# ENISA meets Anthropic amid US export controls on AI models

> Source: <https://cryptobriefing.com/enisa-anthropic-us-ai-export-controls/>
> Published: 2026-06-18 04:44:55+00:00

# ENISA meets Anthropic amid US export controls on AI models

The EU's cybersecurity agency is sitting down with Anthropic just days after the US forced the company to suspend access to its most advanced AI models for foreign nationals

The European Union Agency for Cybersecurity, better known as ENISA, is set to meet with Anthropic on June 19, 2026, in San Francisco. The timing is, to put it mildly, loaded.

Just one week earlier, on June 12, the US Department of Commerce ordered Anthropic to cut off access to its Fable 5 and Mythos 5 AI models for foreign nationals. The rationale: national security concerns tied to diversion risks and vulnerabilities. Anthropic complied by disabling the models globally for all users, not just the targeted foreign nationals.

## The first AI trade war salvo

The Bureau of Industry and Security is now applying trade regulations directly to commercial AI model access. Not chips. Not equipment. Software you access through an API.

The move represents one of the first instances where Washington has applied this kind of regulatory pressure to a commercial AI application rather than the underlying infrastructure.

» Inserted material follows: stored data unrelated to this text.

PR #24991, opened 2026-07-21
CAMEL-23943: Fix three defects in camel-langchain4j-tools producer

gnodet:
## Summary

Fixes three defects in the `camel-langchain4j-tools` producer as reported in [CAMEL-23943](https://issues.apache.org/jira/browse/CAMEL-23943):

1. **Unbounded tool-calling loop** — The `do/while(true)` loop in `toolsChat()` has no iteration cap. If the LLM keeps requesting tools indefinitely, it never terminates. **Fix:** Added `maxToolCallingRoundTrips` endpoint option (default 10, producer-only) that bounds the loop and throws `RuntimeCamelException` when exceeded.

2. **Crash on hallucinated tool names** — When the LLM hallucinates a tool name, `.findFirst().get()` throws `NoSuchElementException`. **Fix:** Changed to `.orElse(null)` with a graceful error message sent back to the LLM listing available tools.

3. **Tool errors swallowed silently** — When a tool route throws an exception, the error is set on `toolExchange` but never propagated to the LLM; subsequent `ExchangeHelper.copyResults` overwrites exchange state. **Fix:** Errors are now sent back to the LLM as `ToolExecutionResultMessage`, moved `copyResults` inside the try block.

## Why ENISA is at the table

Advanced AI models have become critical tools in cybersecurity operations. They’re used for threat detection, vulnerability analysis, incident response, and a growing list of defensive applications. When the US pulls the plug on model access, it doesn’t just inconvenience European researchers. It potentially degrades the EU’s ability to defend its own digital infrastructure.

EU officials have expressed concern about what this dependency looks like in practice. European cybersecurity teams that built workflows around Anthropic’s most capable models suddenly found themselves locked out, not because of anything they did, but because of a policy decision made in Washington.

The meeting was reportedly arranged before the June 12 suspension order, which makes the conversation even more interesting. What was likely planned as a productive dialogue about regulatory frameworks and responsible AI access is now happening in the shadow of an actual access cutoff.

## Europe’s technological sovereignty problem

The incident has intensified calls within the EU for greater technological sovereignty. Europe does not have a frontier AI model that competes with the top offerings from Anthropic, OpenAI, or Google DeepMind. That means European institutions, from governments to hospitals to cybersecurity agencies, depend on American companies for access to the most capable AI systems available.

The EU has invested in AI research and regulation, most notably through the AI Act, which focuses on safety and transparency requirements. But regulation isn’t the same as capability.